Le 13 janvier 2026, le rapport de l’Anses sur les effets des réseaux sociaux numériques sur la santé des adolescents a été publié. Il s’agit, sans contestation possible, d’un travail sérieux, rigoureux et impressionnant par l’ampleur de ses contributions.

Des dizaines d’experts, des centaines d’études, des années de recherche, une méthodologie transparente, une prudence scientifique constante : sur la forme comme sur le fond, ce rapport mérite le respect. Il apporte une vision claire, nuancée et documentée des risques liés aux réseaux sociaux chez les adolescents : sommeil, image du corps, anxiété, dépression, cyberharcèlement, conduites à risque, spirales algorithmiques.

Sur le plan scientifique, c’est un rapport de référence.

Et pourtant… en tant que parent, je referme ce rapport avec une frustration profonde.

Un diagnostic précis… mais un traitement flou

Le rapport décrit très bien les mécanismes :

  • la perte de contrôle,
  • les spirales algorithmiques,
  • la comparaison sociale permanente,
  • le FoMO,
  • les troubles du sommeil,
  • les boucles anxiodépressives,
  • les vulnérabilités spécifiques des adolescentes.

Il montre que les réseaux sociaux ne sont pas neutres, qu’ils amplifient les fragilités, qu’ils exploitent des ressorts psychologiques connus, et qu’ils participent à la dégradation du bien-être d’une partie des jeunes.

Mais quand arrive la partie “recommandations”… quelque chose se casse.

On nous parle de :

  • régulation des plateformes,
  • éducation aux médias,
  • prévention,
  • soutien à la recherche,
  • accompagnement parental.

Tout cela est juste.

Tout cela est nécessaire.

Mais tout cela reste abstrait.

Et moi, parent, je fais quoi demain soir ?

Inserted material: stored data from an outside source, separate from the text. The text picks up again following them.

PR #1573, opened 2020-06-29
wayland::LifetimeTracker

wmww:
Break out management of the destoryed flag into a new `LifetimeTracker` class so non-resource objects can inherit from it as well. Future PR will make `WindowWlSurfaceRole` use it.

PR #1581, opened 2020-07-01
wayland::LifetimeTracker (as member)

wmww:
Break the `destroyed_flag()` functionality out of `wayland::Resource` so it can be used by other classes. Alternative to #1573 (this variant makes `LifetimeTracker` a member of the classes that use it, and that one uses inheritance). I prefer #1573 because it doesn't require changing everything that uses `->destroyed_flag()` and, in my opinion, inheritance makes it easier to understand what's going on. Regardless, this is perfectly acceptable as well.

### DIFF
--- a/include/wayland/mir/wayland/wayland_base.h
+++ b/include/wayland/mir/wayland/wayland_base.h
@@ -32,6 +32,22 @@ namespace mir
 {
 namespace wayland
 {
+/// The base class of any object that wants to provide a destroyed flag
+/// The destroyed flag is only created when needed and automatically set to true on destruction
+/// This pattern is only safe in a single-threaded context
+class LifetimeTracker
+{
+public:
+    LifetimeTracker() = default;
+    LifetimeTracker(LifetimeTracker const&) = delete;
+    LifetimeTracker& operator=(LifetimeTracker const&) = delete;
+
+    virtual ~LifetimeTracker();
+    auto destroyed_flag() const -> std::shared_ptr<bool>;
+
+private:
+    std::shared_ptr<bool> mutable destroyed{nullptr};
+};
 
 class Resource
 {
@@ -42,18 +58,11 @@ public:
     };
 
     Resource();
-    virtual ~Resource();
 
-    Resource(Resource const&) = delete;
-    Resource& operator=(Resource const&) = delete;
-
-    auto destroyed_flag() const -> std::shared_ptr<bool>;
-
-private:
-    std::shared_ptr<bool> mutable destroyed;
+    LifetimeTracker const lifetime_tracker;
 };
 
-/// A weak handle to a Wayland resource
+/// A weak handle to a Wayland resource (or any Destroyable)
 /// May only be safely used from the Wayland thread
 template<typename T>
 class Weak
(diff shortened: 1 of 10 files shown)


AlanGriffiths:
>  I prefer #1573 because it doesn't require changing everything that uses `->destroyed_flag()`

There's no reason to change everything that uses `->destroyed_flag()`. Why not use the approach I suggested?

include/wayland/mir/wayland/wayland_base.h
```diff
@@ -32,6 +32,22 @@ namespace mir
 {
 namespace wayland
 {
+/// The base class of any object that wants to provide a destroyed flag
```
AlanGriffiths, line 35: Not a base class now?

wmww:
> There's no reason to change everything that uses ->destroyed_flag(). Why not use the approach I suggested?

Oh, right. That does indeed prevent the code changes, but also seems rather ugly. `destroyed_flag` doesn't really describe it anymore and a call operator *only* makes any sort of sense for the purpose of maintaining compatibility. Better to just make the code changes.

src/wayland/symbols.map
```diff
@@ -1,4 +1,4 @@
-MIRWAYLAND_1.2 {
+MIRWAYLAND_1.3 {
```
AlanGriffiths, line 1: I guess we're breaking ABI? If so, we ought to bump the soname too.

The stanza name for Mir 2.0 should be MIRWAYLAND_2.0.

wmww:
> I guess my comment would is: if we're updating users of the code (and there don't appear to be very many), shouldn't we just update them all to use Weak<T>?

There are only a handful of places resource destroyed flags are accessed, but changing every *use* of those flags to `Weak<T>` is a significant logic change. I have that change sitting in another  branch, but it depends on #1574 so it has also been blocked for almost a week. Regardless, I think it makes sense to switch everything over to using `LifetimeTracker` (including classes like `WindowWlSurfaceRole`), *then* switch users over to using `Weak<T>`, *then* change `LifetimeTracker` once the only effected user is `Weak<T>`.

> And anything else which wants to be convertable to Weak<T> just needs to provide an is_live member.

Having a `std::shared_ptr<void> const is_live{nullptr, [](auto){}};` sitting around a bunch of classes makes the code less readable, and will only cause trouble once we inevitably decide there's a better way to keep track of lifetimes. Abstractions are good. Abstractions are free. `LifetimeTracker` would be a useful abstraction even if it was just a type alias of `std::shared_ptr<void>`.

AlanGriffiths:
> ```c++
> 
>     std::shared_ptr<void> const is_live{nullptr, [](auto){}};
> ```

That makes it far too easy to subvert.

```C++
auto const accidental_evil = foo->is_alive;
```

wmww:
That's true, but I don't want to get side-tracked on the best internal implementation of `LifetimeTracker`. For now, it uses `std::shared_ptr<bool>` because that's what's already there. In the future (when it's not blocking other stuff), we can switch that to whatever we want.

AlanGriffiths:
We landed the alternative

PR #1586, opened 2020-07-08
(Unfinished) Rename to gbm platform

RAOF:


AlanGriffiths:
Incorporated in #1588

PR #1593, opened 2020-07-10
Use wayland::Weak in XDG shell implementations

wmww:
Replace the complicated and error prone direct usage of destroyed flags with `wayland::Weak`

### DIFF
--- a/src/server/frontend_wayland/xdg_shell_stable.cpp
+++ b/src/server/frontend_wayland/xdg_shell_stable.cpp
@@ -58,7 +58,7 @@ public:
 
     void send_configure();
 
-    std::experimental::optional<WindowWlSurfaceRole*> const& window_role();
+    wayland::Weak<WindowWlSurfaceRole> const& window_role();
 
     using wayland::XdgSurface::client;
     using wayland::XdgSurface::resource;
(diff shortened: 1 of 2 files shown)


src/server/frontend_wayland/xdg_shell_stable.cpp
```diff
@@ -58,16 +58,15 @@ class XdgSurfaceStable : wayland::XdgSurface
 
     void send_configure();
 
-    std::experimental::optional<WindowWlSurfaceRole*> const& window_role();
+    wayland::Weak<WindowWlSurfaceRole> const& window_role();
```
AlanGriffiths, line 61: The `wayland::` prefix looks redundant.

src/server/frontend_wayland/xdg_shell_stable.cpp
```diff
@@ -258,24 +261,19 @@ void mf::XdgSurfaceStable::send_configure()
...
-
     return window_role_;
 }
 
 void mf::XdgSurfaceStable::set_window_role(WindowWlSurfaceRole* role)
 {
-    if (window_role())
+    if (window_role_)
+    {
         log_warning("XdgSurfaceStable::window_role set multiple times");
```
AlanGriffiths, line 273: Pre-existing, but we ought to provide some information about which client & window is misbehaving.

wmww: The correct behavior here is to send a Wayland error and kill the client, but knowing what error to send will take a closer look. I believe there may already be a WLCS test for this (at least there are tests for similar things). As you said, pre-existing. I'll look at that another day.

PR #1596, opened 2020-07-10
Use wayland::Weak in the input system

wmww:


src/server/frontend_wayland/wayland_input_dispatcher.cpp
```diff
@@ -58,26 +60,33 @@ void mf::WaylandInputDispatcher::set_keymap(mi::Keymap const& keymap)
...
         return;
+    }
 
     if (has_focus)
         seat->notify_focus(client);
 
     seat->for_each_listener(client, [&](WlKeyboard* keyboard)
         {
-            keyboard->focussed(wl_surface, has_focus);
+            if (wl_surface)
```
AlanGriffiths, line 73: Didn't we check `wl_surface` already? (line 63)

wmww:
> this usage reinforces my opinion that Weak::value() should return T*, not T&

What's the argument for this again? All I remember is that it would make `.value()` return the same type as `.as_nullable_ptr()`. IMO references are *slightly* better because they show in the type that the value is not null, and they're consistent with `std::optional::value`. I don't think the fact that some users have to manually take the address of the value is a sign it should be a pointer. In fact, I'd be more inclined to change these functions to take a reference.

AlanGriffiths:
> > this usage reinforces my opinion that Weak::value() should return T*, not T&
> 
> What's the argument for this again? All I remember is that it would make `.value()` return the same type as `.as_nullable_ptr()`. IMO references are _slightly_ better because they show in the type that the value is not null, and they're consistent with `std::optional::value`. I don't think the fact that some users have to manually take the address of the value is a sign it should be a pointer. In fact, I'd be more inclined to change these functions to take a reference.

I guess it all comes down to what can be encoded in a type.

Really, what we both want is for `value()` to be semantically equivalent to `not_null<T*>` (using the Guidelines Support Library [libmsgsl-dev]). The syntactic difference between `.` and `->` is what decides me, while the local understanding that `value()` refers to an object is what decides you.

If we had:
```c++
template<typename T>
class Weak {
public:
    auto value() const -> not_null<T*>;
    auto maybe_null() const -> T*;
};
```
We'd likely both be happy?

wmww:
I guess? But I still don't see why `value()` can't just return a reference like `optional.value()` does. Why are `->` semantics better/more appropriate than `.` ones?

Btw, I'm planning on removing `.as_nullable_ptr()` and adding some equality operators, as I realized that was the main reason I wanted it.

AlanGriffiths:
> Btw, I'm planning on removing `.as_nullable_ptr()` and adding some equality operators, as I realized that was the main good reason I wanted it.

Let's try to get Weak to its final form before 2.0.

wmww:
I removed the `wl_surface` checks that were scattered everywhere `wl_surface` was used. Now (as before) public methods check `wl_surface` and gracefully return if it's invalidated. Private methods `fatal_error()`. This is to make it __obviously__ safe to use unchecked later in the same function, and to catch issues issues that may come up after some future refactoring.

Issue #1598, opened 2020-07-13
[input] Key repeat generates spurious events


AlanGriffiths:
I instrumented the `clone_event` code in `KeyRepeatDispatcher` while tracking #1515.

Pressing and holding Ctrl+Alt generates a load of events with alternating meta key state. Because each meta key is being repeated separately.

Should we even be repeating meta keys?

PR #1599, opened 2020-07-13
[input] Don't auto repeat meta keys

AlanGriffiths:
[input] Don't auto repeat meta keys. (Fixes: #1598)


AlanGriffiths:
This might also help with #1515 (but I've not finished that investigation)

AlanGriffiths:
> This might also help with #1515 (but I've not finished that investigation)

No such luck. Just seen it again.

PR #1602, opened 2020-07-14
More key repeat tweaking

AlanGriffiths:
More key repeat tweaking.

Reduce the key repeat logic to the simplest thing: don't repeat meta keys, only repeat one key, and don't repeat after modifier state changes.

### DIFF
--- a/src/server/frontend_xwayland/xwayland_surface_observer.cpp
+++ b/src/server/frontend_xwayland/xwayland_surface_observer.cpp
@@ -56,14 +56,7 @@ void mf::XWaylandSurfaceObserver::attrib_changed(ms::Surface const*, MirWindowAt
     switch (attrib)
     {
     case mir_window_attrib_focus:
-    {
-        auto has_focus = static_cast<bool>(value);
-        wm_surface->scene_surface_focus_set(has_focus);
-        aquire_input_dispatcher(
-            [has_focus](auto input_dispatcher)
-            {
-                input_dispatcher->set_focus(has_focus);
-            });
+    {        focussed(value);
     }   break;
 
     case mir_window_attrib_state:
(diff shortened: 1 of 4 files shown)


src/server/frontend_xwayland/xwayland_surface_observer.cpp
```diff
@@ -113,6 +120,22 @@ void mf::XWaylandSurfaceObserver::input_consumed(ms::Surface const*, MirEvent co
...
+            if (mir_keyboard_event_action(mir_input_event_get_keyboard_event(input_event)) ==
+                mir_keyboard_action_repeat)
+                return;
+
+            if (!has_focus)
+            {
+                log_warning("**** Sending key to surface even though it was not explicitly given keyboard focus");
+            }
+            // If we're sending keys we implicitly have input focus
+            focussed(true);
```
wmww, line 136: I don't like all this. It duplicates logic in `wl_keyboard.cpp`, and we never should be hitting this at all.

src/server/frontend_xwayland/xwayland_surface_observer.h
```diff
@@ -85,6 +86,9 @@ class XWaylandSurfaceObserver
     XWaylandSurfaceObserverSurface* const wm_surface;
     std::shared_ptr<ThreadsafeInputDispatcher> const input_dispatcher;
 
+    std::atomic<bool> has_focus{false};
+    void focussed(bool has_focus);
```
wmww, line 90: `has_focus`, `focussed()` and `include <atomic>` should all be dropped

src/server/frontend_xwayland/xwayland_surface_observer.cpp
```diff
@@ -113,6 +113,12 @@ void mf::XWaylandSurfaceObserver::input_consumed(ms::Surface const*, MirEvent co
 {
     if (mir_event_get_type(event) == mir_event_type_input)
     {
+        // Ignore key repeat events
+        auto const input_event = mir_event_get_input_event(event);
+        if ((mir_input_event_get_type(input_event) == mir_input_event_type_key) &&
+            (mir_keyboard_event_action(mir_input_event_get_keyboard_event(input_event)) == mir_keyboard_action_repeat))
+                return;
```
wmww, line 120: I don't believe this is necessary. If it doesn't return here all it does is call `input_dispatcher->handle_event()` from the Wayland thread, `WaylandInputDispatcher::handle_event()` calls `WaylandInputDispatcher::handle_keyboard_event()` and that does nothing unless the action is `mir_keyboard_action_down` or `mir_keyboard_action_up`. Aside from negligibly improve performance, this logic would seem to have no effect. If it *did* do anything important, we would need to implement that in the `WaylandSurfaceObserver` as well.

AlanGriffiths:
Removed the stuff causing discussion. Landing the rest:

bors r=wmww

Issue #1604, opened 2020-07-14
Mir does not gracefully handle a missing XWayland


wmww:
## To reproduce:
Run `miral-shell` with `--enable-x11` and `--xwayland-path` set to anything invalid, then open any X11 app

## Expected
Polite, concise and informative error message

## Actual
It repeatedly prints the following, and stalls on shutdown for a number of seconds
```
[2020-07-14 17:36:44.245647] <information> xwayland: Starting XWayland
Failed to start XWayland, should be unreachable: No such file or directory
[2020-07-14 17:36:49.259371] < - ERROR - > xwayland: Spawning XWayland failed: /home/wmww/code/mir/src/server/frontend_xwayland/xwayland_server.cpp(197): Throw in function wl_client* {anonymous}::connect_xwayland_wl_client(const std::shared_ptr<mir::frontend::WaylandConnector>&, const mir::Fd&)
Dynamic exception type: boost::wrapexcept<std::runtime_error>
std::exception::what: XWayland server failed to start
```

AlanGriffiths:
One part of the problem is that Xwayland is exec'd in a forked process, so the original process doesn't see the error. I'll PR a simple fix that handles most cases.

PR #1605, opened 2020-07-15
Better diagnostics when Xwayland can't be found or executed

AlanGriffiths:
Better diagnostics when Xwayland can't be found or executed. (Fixes: #1604)

### DIFF
--- a/src/server/frontend_xwayland/xwayland_server.cpp
+++ b/src/server/frontend_xwayland/xwayland_server.cpp
@@ -98,6 +98,7 @@ void exec_xwayland(
     args.push_back(nullptr);
 
     execvp(xwayland_path.c_str(), const_cast<char* const*>(args.data()));
+    perror(("Failed to execute Xwayland binary: xwayland_path='" + xwayland_path + "'").c_str());
 }
 
 auto fork_xwayland_process(
@@ -117,7 +118,7 @@ auto fork_xwayland_process(
 
     case 0:
         exec_xwayland(spawner, xwayland_path, wayland_pipe.client, x11_wm_pipe.server);
-        mir::log_error("Cannot execute Xwayland: --xwayland-path %s", xwayland_path.c_str());
+        // Only reached if Xwayland was not executed
         abort();
 
     default:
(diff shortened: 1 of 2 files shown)


AlanGriffiths:
> It would be far better for X apps to not work than to refuse to let them log in.

Really? Wouldn't it be better to know about a problem straight away instead of carrying with the effect that random apps do not work and having to guess which log file has a useful error message?

wmww:
With Mir running in production, users wont necessarily see the text. What we *should* do is throw up an error message on-screen, but failing that IMO we should make do the best we can. Completely refusing to start Mir just because Xwayland is missing will lead to frustrated users, especially on systems where Mir is the only display server installed.

Saviq:
`enable-x11` is off by default, right? In that case I'm with @AlanGriffiths, if it was explicitly enabled on our command line, then it makes sense to bail. Dependencies should ensure that XWayland is around, and if it's not, we're not really in a position to be debugging that.

If the session fails altogether, it's going to be a clear message that they need to look in the session logs for what's gone wrong.

The two asks that I have is maybe having a clearer error message and a specific exit code? Especially in the second case, where the `exec` fails, is there an error message from the OS we could forward. And a session wrapper could deal with restarting without `--enable-x11` if they see the exit code telling it that's what's failed.

src/server/frontend_xwayland/xwayland_server.cpp
```diff
@@ -117,7 +117,7 @@ auto fork_xwayland_process(
 
     case 0:
         exec_xwayland(spawner, xwayland_path, wayland_pipe.client, x11_wm_pipe.server);
-        perror("Failed to start XWayland, should be unreachable");
+        mir::log_error("Cannot execute Xwayland: --xwayland-path %s", xwayland_path.c_str());
```
wmww, line 120: Is using `log_error()` in another process a good idea? Even if so, I still want the errno message to be printed. Alternative here: fcf5af1a6329d9d460cbc71360a66e64fcf8a2b5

Demain, mon ado rentre à la maison.

Il ou elle prend son téléphone.

Il ou elle scrolle.

Il ou elle s’isole.

Il ou elle dort mal.

Il ou elle se compare.

Et moi ?

Je fais quoi, concrètement ?

  • J’interdis ?
  • Je négocie ?
  • Je contrôle ?
  • Je lâche prise ?
  • Je surveille ?
  • Je dialogue ?
  • Je limite le temps ?
  • Je limite le contenu ?
  • Je fais confiance ?
  • Je m’inquiète ?

Le rapport ne me donne pas de mode d’emploi.

Il me donne un constat.

Il me donne une alerte.

Mais il ne me donne pas de boussole.

Le fossé entre la science et la cuisine familiale

Ce rapport est indispensable pour les institutions, les chercheurs, les décideurs publics.

Mais pour les parents, il laisse un vide opérationnel.

Or, la réalité de la parentalité numérique ne se joue pas dans les recommandations européennes ou les grandes annonces ici ou là.

Elle se joue :

  • à table,
  • dans la chambre,
  • dans la discussion du soir,
  • dans les conflits,
  • dans les silences,
  • dans la fatigue,
  • dans la peur de mal faire.

Les parents n’ont pas besoin seulement de savoir que les réseaux sociaux sont un risque.

Ils ont besoin de savoir comment accompagner sans briser, comment protéger sans couper, comment poser des limites sans perdre le lien.

Un guide pratique existe pour les parents perdus

C’est précisément pour combler ce vide que j’ai écrit mon livre.

Pas pour contredire la science.

Pas pour minimiser les risques.

Mais pour traduire ces constats en décisions concrètes, en outils, en attitudes, en repères applicables à la maison.

Mon livre ne prétend pas avoir toutes les réponses.

Mais il propose des chemins.

Des cadres.

Des exemples.

Des erreurs à éviter.

Des discussions à ouvrir.

Des règles à construire avec ses enfants, pas contre eux.

En conclusion

Le rapport de l’Anses est une base indispensable. Vous pouvez lire le rapport sur le site de l’Anses : voir Sécuriser les usages des réseaux sociaux pour protéger la santé des adolescents.

Il éclaire.

Il alerte.

Il structure le débat.

Mais il ne suffit pas à accompagner les parents dans leur quotidien.

Entre la science et la vie familiale, il manque encore un pont.

C’est ce pont que j’ai voulu construire avec mon livre.

Parce que nos enfants ne vivent pas dans des rapports.

Ils vivent dans des chambres, des salons, des écoles, des groupes WhatsApp, des vidéos TikTok, des silences et des regards.

Et c’est là, précisément, que tout se joue.